December 2024
IEEE Transactions on Aerospace and Electronic Systems
Wireless networks consisting of low SWaP (size, weight, and power), fixed-wing UAVs (unmanned aerial vehicles) are used in many applications, such as search, monitoring and information gathering of inaccessible areas, in which UAVs sense within an area and forward the information, in a multihop manner, to an aerial base station (BS). Robustly performing these tasks requires the UAV network to be decentralized, autonomous, and scalable. An important tradeoff is between area coverage and connectivity: fast area coverage is needed to quickly identify objects of interest, while connectivity must be maintained for coordination and to transmit sensed information to the BS in real time. These factors must be balanced by the mobility model, which for each UAV has access only to locally available information. While [1], [2] attempt to balance these factors using flocking behavior, this only encourages the UAVs to spread, rather than using knowledge of what areas have already been covered.

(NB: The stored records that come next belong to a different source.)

PR #227, opened 2015-10-15
Move CordovaWebView to CordovaWebInterface

macdonst:
As discussed on at the face to face we should rename this interface.


infil00p:
I'm pretty sure we were told we couldn't do this for some reason.  We should revisit it on the list.

PR #230, opened 2015-10-21
CB-9835 Downgrade `properties-parser` to prevent failures in Node < 4.x

vladimir-kotikov:
JIRA: https://issues.apache.org/jira/browse/CB-9835

This PR, once merged, should fix tests failures on our CI: https://ci.appveyor.com/project/Humbedooh/cordova-lib/build/1.0.1068#L462


vladimir-kotikov:
@TimBarham. @nikhilkh, @stevengill, please review

TimBarham:
Looks fine to me, as long as we're sure the older version doesn't lose any functionality we need.

vladimir-kotikov:
It does not. We use 0.2.3 in cordova-lib for `android_parser`: https://github.com/apache/cordova-lib/blob/master/cordova-lib/package.json#L32

nikhilkh:
Is there an appropriate e2e/unit test case that can be added to cordova-android to detect this? It's unfortunate cordova-lib tests are the only way we found it. Getting this in soon is a good idea - we should take a follow up item to add some tests here - @alsorokin

TimBarham:
:+1: (to getting this change in, and to then creating tests to guard against this going forwards).

TimBarham:
Just an FYI - The node 4.x.x dependency in `node-parser` has just been fixed and the fix released, so we can move to `0.3.1` safely if ever there is a reason to do so.

PR #233, opened 2015-10-27
CB-9844 Remove old .java after renaming activity

vladimir-kotikov:
This is a port of https://github.com/apache/cordova-lib/pull/328 to cordova-android. Need to be done in two places since the `prepare` logic was moved to platform.

More details on JIRA: [CB-9844](https://issues.apache.org/jira/browse/CB-9844) and [CB-9736](https://issues.apache.org/jira/browse/CB-9736)


vladimir-kotikov:
@gorkem, please take a look

gorkem:
LGTM

PR #237, opened 2015-10-29
CB-9909 Shouldn't escape spaces in paths on Windows.

TimBarham:
Instead on windows just wrap in quotes. Note that this value is only never executed directly - just displayed to the user. But this way they can copy and paste successfully on Windows.


TimBarham:
@stevengill - can you take a look at this? Thanks!

stevengill:
LGTM

omefire:
LGTM!

PR #238, opened 2015-11-06
CB-9831 CB-9835 CB-9932 Added e2e tests

alsorokin:
https://issues.apache.org/jira/browse/CB-9831
https://issues.apache.org/jira/browse/CB-9835
https://issues.apache.org/jira/browse/CB-9932


spec/e2e/update.spec.js
```diff
@@ -0,0 +1,96 @@
...
+            });
+        });
+    });
+}
+
+describe('preparing fixtures', function () {
+
+    it('cloning old platform', function (done) {
+        shell.rm('-rf', platformOld.path);
+        shell.exec('git clone ' + PLATFORM_GIT_URL + ' ' + platformOld.path +
```
vladimir-kotikov: I would use `--branch` option to checkout specific branch instead od doing this manually. Also `--depth` option decreased test time dramatically. This might not work in future, when we'll test multiple upgrade/downgrade variants (though `--no-single-branch` might help), but for now i'd prefer to have `--depth 1` enabled.
 
```javascript
var command = util.format('git clone %s --depth=1 --branch %s --single-branch %s',
    PLATFORM_GIT_URL, platformOld.version, platformOld.path);
```

vladimir-kotikov:
LGTM.

IMO it might be better to use promises in `projectActions` to reduce 'pyramids of doom' in [update.spec.js](https://github.com/apache/cordova-android/pull/238/files#diff-0f89b7fec99ccbdee182426eae6f10cdR34) but this is a matter of taste

PR #254, opened 2016-01-27
CB-10138 Adds missing plugin metadata to plugin_list module

vladimir-kotikov:
This is a fix for [CB-10138](https://issues.apache.org/jira/browse/CB-10138)


vladimir-kotikov:
@sgrebnov, PTAL

sgrebnov:
:+1:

In this paper, we develop a neighborhood- and BS-connectivity aware distributed pheromone mobility model, called BS-CAP, to autonomously coordinate the UAV movements in a decentralized network. By using a pheromone map, we directly incorporate recent coverage information for the area. We then extend our approach to a deep Q-learning policy variant, called BSCAPDQN, to further tune and improve the balance between coverage and connectivity. These mobility models are fully distributed and rely only on information from neighboring UAVs. Our simulations demonstrate that both models achieve efficient area coverage and improved connectivity (both locally and to the BS), providing significant improvements over existing approaches.